When she was gone, Washington said, "I can anticipate what you're after, Toussaint-the good Reverend Hollis paid me a visit late last night."
"So you know the score."
"I always do. What good does rocking the boat do? I have no yearning to get back in that business. I have legitimate interests now-real estate, a few restaurants…"
"You might be livin' in a better neighborhood, if Lombardi and Scalise hadn't come along."
"I have a nice home."
"What'll this neighborhood look like in five years? Ten? You got a young pretty wife, Johnny."
Irritation creased Washington's smooth, seemingly unused face. "I can take care of myself and my wife, Toussaint."
"You and your bodyguards, maybe. Why does a man who ain't in the rackets no more still move about with body-guards?"
Washington shifted in his chair. "Any successful businessman is at risk. We live and work in a community that has more than its share of risks. You know that better than most-you're in the police business."

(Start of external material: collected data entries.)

Issue #1171, opened 2016-10-17
[LTS] Kestrel considers `Connection: keep-alive, upgrade` as non-upgrade request


muratg:
Original issue: https://github.com/aspnet/KestrelHttpServer/issues/1170.

We'll need to fix this in both 1.1.0 and 1.0.2 versions of Kestrel.

muratg:
Make sure to bump Hosting dependency to 1.0.1 once  https://github.com/aspnet/Hosting/issues/873  is in.

Eilon:
This patch is **approved**, please ensure it is merged into the correct branch and building as part of the patch train.

cesarbs:
Was there a particular reason why we decided to port this to 1.0.2? A request with `Connection: keep-alive, upgrade` to Kestrel 1.0.1 gets a `MessageBody` type of `ForRemainingData`, which is expected.

@anurse Did you repro the original issue on Kestrel 1.0.1? Do you know up to what version Firefox was sending `Connection: keep-alive, upgrade`? Latest version sends `Connection: Upgrade`.

anurse:
I did not repro the original issue on 1.0.1, but neither did I try to repro it :). @BrennanConroy had the original repro. If the behavior is already correct in 1.0.1, I don't see a need to port the fix.

BrennanConroy:
I can check tomorrow

Eilon:
Derp 😄 Let's see what happens here - it's easy to *not* check something in 😄

BrennanConroy:
So 1.0.1 worked because it didn't even check for `"upgrade"` and by default returns a `ForRemainingData`, you can see this change https://github.com/aspnet/KestrelHttpServer/commit/73656f6503688b6eb47ed7a5e93b3db76cbb2280 is when it "broke"

So 1.0.2 can probably stay as is.

cesarbs:
Alright I'm gonna close this then.

anurse:
Cool. Could we port the test over so we ensure that the behavior is never regressed?

muratg:
Agreed, @cesarbs could you port the test? Also the labels on this bug :)

halter73:
The tests added in #1178 were mostly unit tests that make ensure Kestrel's properly interprets the header in it's internal data structures.

We need a new test verifying that it's possible to read all the data sent by the client over the upgraded connection given a `Connection: keep-alive, upgrade`  request. This test could be merged into 1.0.* and dev.

[...]

PR #1194, opened 2016-11-03
Add regression tests for 'Connection: keep-alive, upgrade' request header (#1171)

cesarbs:
#1171 

@halter73 @anurse @BrennanConroy


test/Microsoft.AspNetCore.Server.Kestrel.FunctionalTests/RequestTests.cs
```diff
@@ -184,6 +185,47 @@ public Task RemoteIPv6Address()
             }
         }
 
+        [Fact]
+        public void CanUpgradeRequestWithConnectionKeepAliveUpgradeHeader()
```
cesarbs: We don't have this one in `dev`, but I'll port it.

halter73:
:shipit:

PR #1197, opened 2016-11-04
Prevent block leak when socket is closed before connection filter is applied

cesarbs:
When a connection filter is in use, there's a race in `Connection` when a connection is started and immediately ended with an error (e.g. when a client opens a socket and immediately disposes it, causing an RST to be sent to the server). The error prompts a call to `Connection.Abort()`, which ultimately leads to a call to `Connection.OnSocketClose()`. At the same time, `Connection.Start()` starts a task calling the filter's `OnConnectionAsync()` method, whose continuation will eventually call `Connection.ApplyConnectionFilter()`, which will instantiate a `FilteredStreamAdapter` and start it's read input task by calling `ReadInputAsync()`. This last task leases a block from the memory pool.

If `ApplyConnectionFilter()` has not been called by the time `OnSocketClose()` is called, `OnSocketClose()` will fail to dispose the `FilteredStreamAdapter` and the read input task will not be awaited. The block leased by `FilteredStreamAdapter` will thus never be returned to the pool and will be garbage collected instead.

The fix is to make sure `FilteredStreamAdapter` has been created when `OnSocketClosed()` is called. Since we also have to account for the case when there's no connection filter, a practical way to do this is to wait for a task that is completed once the frame has been started (which happens as soon as the connection is started when there's no filter, and as soon as the filter is applied (i.e. the `FilteredStreamAdapter` is created and it's read input task started) when there is one. `OnSocketClosed` can then wait until that task is completed and continue it with the code currently in place there.

cc @halter73

### DIFF
--- a/src/Microsoft.AspNetCore.Server.Kestrel/Internal/Http/Connection.cs
+++ b/src/Microsoft.AspNetCore.Server.Kestrel/Internal/Http/Connection.cs
@@ -154,15 +154,20 @@ namespace Microsoft.AspNetCore.Server.Kestrel.Internal.Http
         // Called on Libuv thread
         public virtual void OnSocketClosed()
         {
-            if (_filteredStreamAdapter != null)
+            _frame.FrameStartedTask.ContinueWith((task, state) =>
             {
-                Task.WhenAll(_readInputTask, _frame.StopAsync()).ContinueWith((task, state) =>
+                var connection = (Connection)state;
+
+                if (_filteredStreamAdapter != null)
                 {
-                    var connection = (Connection)state;
-                    connection._filterContext.Connection.Dispose();
-                    connection._filteredStreamAdapter.Dispose();
-                }, this);
-            }
+                    Task.WhenAll(_readInputTask, _frame.StopAsync()).ContinueWith((task2, state2) =>
+                    {
+                        var connection2 = (Connection)state2;
+                        connection2._filterContext.Connection.Dispose();
+                        connection2._filteredStreamAdapter.Dispose();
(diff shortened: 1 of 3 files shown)


cesarbs:
It's a race, hard to add a consistent test.

halter73:
Can you post sample code I could run in a loop to see it myself?

I totally believe it happens, but I'd like to try it out.

cesarbs:
```csharp
[Fact]
public void BlockLeak()
{
    var loggerFactory = new HandshakeErrorLoggerFactory();

        .UseKestrel(options =>
        {
            options.UseHttps(@"TestResources/testCert.pfx", "testPassword");
        })
        .UseUrls("https://127.0.0.1:0/")
        .UseLoggerFactory(loggerFactory)
        .Configure(app => { });

    using (var host = hostBuilder.Build())
    {
        host.Start();

        while (true)
        {
            {
                socket.Connect(new IPEndPoint(IPAddress.Loopback, host.GetPort()));

                // Close socket immediately
                socket.LingerState = new LingerOption(true, 0);
            }
        }
    }
}
```

cesarbs:
I'm actually going to add that test and put a comment explaining it's a tentative test, and that if it ever causes the test run to blow up, it's a regression on this change.

cesarbs:
The good thing is that it doesn't even need a loop to repro without the fix - the failure is pretty consistent.

cesarbs:
Edited PR's description to explain the bug.

halter73:
👍 for adding the test. :shipit:

Issue #1176, opened 2016-10-21
Don't log ECONNRESET's between requests and during shutdown


halter73:
Connection resets between requests are fairly common and benign, so Kestrel shouldn't log this even at the informational level. Simply closing the browser (in this case IE 10) after a normal browsing session can lead to scary looking logs like the following as the browser closes its idle connections:

```
info: Microsoft.AspNetCore.Server.Kestrel[14]
      Connection id "0HKVPEE3563UP" communication error
Microsoft.AspNetCore.Server.Kestrel.Internal.Networking.UvException: Error -4077 ECONNRESET connection reset by peer
warn: Microsoft.AspNetCore.Server.Kestrel[0]
      Connection processing ended abnormally
System.IO.IOException: Error -4077 ECONNRESET connection reset by peer ---> Microsoft.AspNetCore.Server.Kestrel.Internal
.Networking.UvException: Error -4077 ECONNRESET connection reset by peer
   --- End of inner exception stack trace ---
   at Microsoft.AspNetCore.Server.Kestrel.Internal.Http.SocketInput.CheckConnectionError()
   at Microsoft.AspNetCore.Server.Kestrel.Internal.Http.Frame`1.<RequestProcessingAsync>d__2.MoveNext()
info: Microsoft.AspNetCore.Server.Kestrel[14]
      Connection id "0HKVPEE3563UQ" communication error
Microsoft.AspNetCore.Server.Kestrel.Internal.Networking.UvException: Error -4077 ECONNRESET connection reset by peer
warn: Microsoft.AspNetCore.Server.Kestrel[0]
      Connection processing ended abnormally
System.IO.IOException: Error -4077 ECONNRESET connection reset by peer ---> Microsoft.AspNetCore.Server.Kestrel.Internal
.Networking.UvException: Error -4077 ECONNRESET connection reset by peer
   --- End of inner exception stack trace ---
   at Microsoft.AspNetCore.Server.Kestrel.Internal.Http.SocketInput.CheckConnectionError()
   at Microsoft.AspNetCore.Server.Kestrel.Internal.Http.Frame`1.<RequestProcessingAsync>d__2.MoveNext()
```

In the case where Kestrel already logs "Some connections failed to close gracefully during server shutdown," we could also avoid logging the ECONNRESET communication error for each connection that was forcibly closed. This I'm less sure about since the ECONNRESET logs include the ConnectionIds of the relevant connection which could be useful.

[...]

PR #1199, opened 2016-11-05
Make connection reset logs less scary

halter73:
- Particularly between requests, connection resets aren't that abnormal.

#1176

### DIFF
--- a/src/Microsoft.AspNetCore.Server.Kestrel/Internal/Http/FrameOfT.cs
+++ b/src/Microsoft.AspNetCore.Server.Kestrel/Internal/Http/FrameOfT.cs
@@ -2,10 +2,12 @@
 // Licensed under the Apache License, Version 2.0. See License.txt in the project root for license information.
 
 using System;
+using System.IO;
 using System.Threading;
 using System.Threading.Tasks;
 using Microsoft.AspNetCore.Hosting.Server;
-using Microsoft.AspNetCore.Http;
+using Microsoft.AspNetCore.Server.Kestrel.Internal.Infrastructure;
+using Microsoft.AspNetCore.Server.Kestrel.Internal.Networking;
 using Microsoft.Extensions.Logging;
 
 namespace Microsoft.AspNetCore.Server.Kestrel.Internal.Http
@@ -29,21 +31,30 @@ namespace Microsoft.AspNetCore.Server.Kestrel.Internal.Http
         /// </summary>
         public override async Task RequestProcessingAsync()
         {
+            var requestLineStatus = RequestLineStatus.Empty;
+
             try
             {
                 while (!_requestProcessingStopping)
                 {
                     ConnectionControl.SetTimeout(_keepAliveMilliseconds, TimeoutAction.CloseConnection);
 
-                    while (!_requestProcessingStopping && TakeStartLine(SocketInput) != RequestLineStatus.Done)
+                    while (!_requestProcessingStopping)
                     {
+                        requestLineStatus = TakeStartLine(SocketInput);
+
+                        if (requestLineStatus == RequestLineStatus.Done)
+                        {
+                            break;
+                        }
+
                         if (SocketInput.CheckFinOrThrow())
                         {
                             // We need to attempt to consume start lines and headers even after
                             // SocketInput.RemoteIntakeFin is set to true to ensure we don't close a
                             // connection without giving the application a chance to respond to a request
                             // sent immediately before the a FIN from the client.
-                            var requestLineStatus = TakeStartLine(SocketInput);
+                            requestLineStatus = TakeStartLine(SocketInput);
 
                             if (requestLineStatus == RequestLineStatus.Empty)
                             {
@@ -187,6 +198,15 @@ namespace Microsoft.AspNetCore.Server.Kestrel.Internal.Http
                 // Handle BadHttpRequestException thrown during request line or header parsing.
                 // SetBadRequestState logs the error.
                 SetBadRequestState(ex);
+            }
+            catch (IOException ex) when (ex.InnerException is UvException)
+            {
+                // Don't log ECONNRESET errors made between requests. Browsers like IE will reset connections regularly.
+                if (requestLineStatus != RequestLineStatus.Empty ||
+                    ((UvException)ex.InnerException).StatusCode != Constants.ECONNRESET)
+                {
+                    Log.RequestProcessingError(ConnectionId, ex);
+                }
             }
             catch (Exception ex)
             {
--- a/src/Microsoft.AspNetCore.Server.Kestrel/KestrelServer.cs
+++ b/src/Microsoft.AspNetCore.Server.Kestrel/KestrelServer.cs
@@ -100,6 +100,11 @@ namespace Microsoft.AspNetCore.Server.Kestrel
                         "ThreadCount must be positive.");
                 }
 
+                if (!Constants.ECONNRESET.HasValue)
+                {
+                    _logger.LogWarning("Unable to determine ECONNRESET value on this platform.");
+                }
+
                 if (!Constants.EADDRINUSE.HasValue)
                 {
                     _logger.LogWarning("Unable to determine EADDRINUSE value on this platform.");
--- a/test/Microsoft.AspNetCore.Server.Kestrel.FunctionalTests/RequestTests.cs
+++ b/test/Microsoft.AspNetCore.Server.Kestrel.FunctionalTests/RequestTests.cs
@@ -17,6 +17,7 @@ using Microsoft.AspNetCore.Http;
 using Microsoft.AspNetCore.Http.Features;
 using Microsoft.AspNetCore.Server.Kestrel.Internal.Networking;
 using Microsoft.AspNetCore.Testing.xunit;
+using Microsoft.Extensions.Logging;
 using Microsoft.Extensions.Logging.Testing;
 using Newtonsoft.Json;
 using Newtonsoft.Json.Linq;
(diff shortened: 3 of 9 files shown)


halter73:
@cesarbs

src/Microsoft.AspNetCore.Server.Kestrel/Internal/Http/FrameOfT.cs
```diff
@@ -188,6 +209,10 @@ public class Frame<TContext> : Frame
                 // SetBadRequestState logs the error.
                 SetBadRequestState(ex);
             }
+            catch (IOException ex) when (ex.InnerException is UvException)
```
cesarbs: Why don't you do all checks here and avoid the new `try`/`catch` block around the code that reads the request line?

src/Microsoft.AspNetCore.Server.Kestrel/KestrelServer.cs
```diff
@@ -100,6 +100,10 @@ public void Start<TContext>(IHttpApplication<TContext> application)
                         "ThreadCount must be positive.");
                 }
 
+                if (!Constants.ECONNRESET.HasValue)
+                {
+                    _logger.LogWarning("Unable to determine ECONNRESET value on this platform.");
+                }
```
cesarbs: nit: add new line after this block

test/Microsoft.AspNetCore.Server.Kestrel.FunctionalTests/RequestTests.cs
```diff
@@ -215,16 +216,119 @@ public Task RemoteIPv6Address()
...
+
+                    // Force a reset
+                    socket.LingerState = new LingerOption(true, 0);
+                }
+
+                // Wait until connection error is logged
+                Assert.True(await connectionResetLogged.WaitAsync(_semaphoreWaitTimeout));
+
+                // Check the no log level higher than Debug was used for a reset before a request
+                Assert.True(testSink.MaxLogLevel <= LogLevel.Debug);
```
cesarbs: Assert equality here.

test/Microsoft.AspNetCore.Server.Kestrel.FunctionalTests/RequestTests.cs
```diff
@@ -191,12 +192,12 @@ public Task RemoteIPv6Address()
         }
 
         [Fact]
-        public async Task ConnectionResetAbortsRequest()
+        public async Task ConnectionResetPriorToRequestIsLoggedQuietly()
```
cesarbs: `...LoggedAsDebug` is more precise

test/Microsoft.AspNetCore.Server.Kestrel.FunctionalTests/RequestTests.cs
```diff
@@ -215,16 +216,119 @@ public Task RemoteIPv6Address()
...
+
+                // Check the no log level higher than Debug was used for a reset between a requests
+                Assert.True(testSink.MaxLogLevel <= LogLevel.Debug);
+
+                // Check for expected message
+                Assert.NotNull(testSink.ConnectionResetMessage);
+                Assert.Contains("reset", testSink.ConnectionResetMessage);
+            }
+        }
+
```
cesarbs: nit: remove extra blank line

test/Microsoft.AspNetCore.Server.Kestrel.FunctionalTests/RequestTests.cs
```diff
@@ -215,16 +216,119 @@ public Task RemoteIPv6Address()
...
+                    socket.LingerState = new LingerOption(true, 0);
+                }
+
+                // Wait until connection error and request processingError is logged
+                var waitAsyncResults = await Task.WhenAll(connectionResetLogged.WaitAsync(_semaphoreWaitTimeout), requestProcessingErrorLogged.WaitAsync(_semaphoreWaitTimeout));
+
+                Assert.All(waitAsyncResults, Assert.True);
+
+                // Check the no log level lower than Information was used for a reset mid-request
+                Assert.True(testSink.MaxLogLevel >= LogLevel.Information);
```
cesarbs: Assert equality.

src/Microsoft.AspNetCore.Server.Kestrel/Internal/Http/FrameOfT.cs
```diff
@@ -37,31 +40,49 @@ public class Frame<TContext> : Frame
...
+                                }
+
+                                break;
+                            }
+                            await SocketInput;
+                        }
+                        catch (IOException ex)
+                        {
+                            // Silence ECONNRESET errors made between requests
+                            if (_requestLineStatus == RequestLineStatus.Empty &&
```
cesarbs: Place `requestLineStatus` in an outer scope - better than making it a `Frame` member.

test/Microsoft.AspNetCore.Server.Kestrel.FunctionalTests/RequestTests.cs
```diff
@@ -215,16 +216,119 @@ public Task RemoteIPv6Address()
...
+
+                // Check for expected message
+                Assert.NotNull(testSink.ConnectionResetMessage);
+                Assert.Contains("reset", testSink.ConnectionResetMessage);
+            }
+        }
+
+
+        [Fact]
+        public async Task ConnectionResetMidRequestIsLoggedLessQuietly()
```
cesarbs: `...LoggedAsInformation`

src/Microsoft.AspNetCore.Server.Kestrel/Internal/Http/FrameOfT.cs
halter73: It means that we need to move TakeStartLine out of the while condition, or do assignment in the condition. Both seemd icky to me.

src/Microsoft.AspNetCore.Server.Kestrel/Internal/Http/FrameOfT.cs
halter73: This isn't for that. The try/catch above handles that and completely swallows it if it's incomplete. This replaces the "Connection processing ended abnormally" with a better one which has an eventId, connectionId, etc... Since we know a bad connection can cause SocketInput to throw and cause request processing to end abnormally, it's better to handle that explicitly. This catch will handle any connection error, not just resets.

`Log.LogWarning(0,...` is generally reserved for things we don't expect to happen under normalish circumstances.

src/Microsoft.AspNetCore.Server.Kestrel/KestrelServer.cs
halter73: I copied the formatting directly from 1.0.0. You wrote that, right? 😝 I think having them together is fine since they're so closely related.

halter73:
Addressed pr feedback.

src/Microsoft.AspNetCore.Server.Kestrel/KestrelServer.cs
cesarbs: lol

when I see two `if` blocks like that I sometimes mentally insert a non-existing `else` before the second `if` when reading the code.

But this is not really critical so you can leave it as is.

src/Microsoft.AspNetCore.Server.Kestrel/Internal/Http/FrameOfT.cs
cesarbs: Doesn't C# allow `while (... && (requestLineStatus = TakeStartLine(...)) != ...)` ?

src/Microsoft.AspNetCore.Server.Kestrel/Internal/Http/FrameOfT.cs
cesarbs: Yeah, what I meant was, let the code above throw and catch it here, then check those conditions up there (`_requestLineStatus` and `StatusCodes`) here and make the appropriate trace call.

I might be missing something, but I don't see the need for the `try`/`catch` above and going through the whole thing with `_requestProcessingStopping` being false. You're ending the loop anyways, just let it throw.

src/Microsoft.AspNetCore.Server.Kestrel/Internal/Http/FrameOfT.cs
halter73: It does, but I don't like it.

cesarbs: You dislike it more than a `break` in a `catch` block? :trollface:

src/Microsoft.AspNetCore.Server.Kestrel/Internal/Http/FrameOfT.cs
halter73: 👍 👍 👍 👍

src/Microsoft.AspNetCore.Server.Kestrel/Internal/Http/FrameOfT.cs
```diff
@@ -188,6 +199,15 @@ public class Frame<TContext> : Frame
                 // SetBadRequestState logs the error.
                 SetBadRequestState(ex);
             }
+            catch (IOException ex) when (ex.InnerException is UvException)
+            {
+                // Don't log ECONNRESET errors made between requests. Browsers like IE will reset connections regularly.
+                if (requestLineStatus != RequestLineStatus.Empty ||
+                    ((UvException)ex.InnerException).StatusCode != Constants.ECONNRESET.Value)
```
cesarbs: Need to check `HasValue` first

src/Microsoft.AspNetCore.Server.Kestrel/Internal/Http/FrameOfT.cs
```diff
@@ -188,6 +199,15 @@ public class Frame<TContext> : Frame
...
+                {
+                    Log.RequestProcessingError(ConnectionId, ex);
+                }
```
cesarbs: `else Log.ConnectionReset`?

halter73: We already log that in `Connection.OnRead`. Part of this was getting rid of that double logging.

"I think it's 'cause you a nervous man, Johnny. Nervous ever since Scalise beat the hell out of you."
"Toussaint… I invited you into my home…"
Mrs. Washington returned with a silver tray on which were three cups of tea and a small bowl of sugar.
"If anyone would like cream," she said, "I can oblige."
No one did. The woman picked up on the tenseness in the air, quickly and efficiently served the cups of tea around, and left with grace and haste.
Johnson sipped his steaming tea. "I think you're still afraid, Johnny."
Washington's tea sat on a coaster on the small table beside him. His face was as blank as a baby's.
"No denying it, is there, Johnny?"
Washington looked at the floor. He seemed to be trying to decide whether or not to get mad.
Johnson sat forward. "There's a goddamn good reason why you should testify. Reasons beyond the fact that you're gonna be safe. Reasons beyond the fact that it could pay off for you, financially."
Washington smiled humorlessly. "And what reason is that, Toussaint?"
"The best reason there is, Johnny. Revenge."
Washington thought about that.
"If black men wasted time revenging themselves on white men," Washington said finally, "where would we be?"
"Where are we now?" Toussaint Johnson asked.